TASK REQUIREMENTS —
The listing has to be given again in full and exactly.

RECORDED INFORMATION —
--------------------
PR #34867, opened 2022-12-16
[CIGolang]enhance filters

kuiwang02:
/cc @Xia-Zhao-rh 

I am sorry I just am aware that the usage of TEST_FILTERS is not good.

for chain openshift-e2e-test-qe, openshift-e2e-test-qe-destructive and openshift-upgrade-qe-test-disconnected, the usage of TEST_FILTERS of golang step are better to be the following
```console
if the cluster is not disconnect, please take default value of golang step and no need to set it in the test.
if the cluster is disconned, need to change ~DisconnectedOnly& to ~ConnectedOnly& based on default value of golang step to set it in the test.
```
--------------------
THE COMPLETED TASK —
PR #34867, opened 2022-12-16
[CIGolang]enhance filters

kuiwang02:
/cc @Xia-Zhao-rh 

I am sorry I just am aware that the usage of TEST_FILTERS is not good.

for chain openshift-e2e-test-qe, openshift-e2e-test-qe-destructive and openshift-upgrade-qe-test-disconnected, the usage of TEST_FILTERS of golang step are better to be the following
```console
if the cluster is not disconnect, please take default value of golang step and no need to set it in the test.
if the cluster is disconned, need to change ~DisconnectedOnly& to ~ConnectedOnly& based on default value of golang step to set it in the test.
```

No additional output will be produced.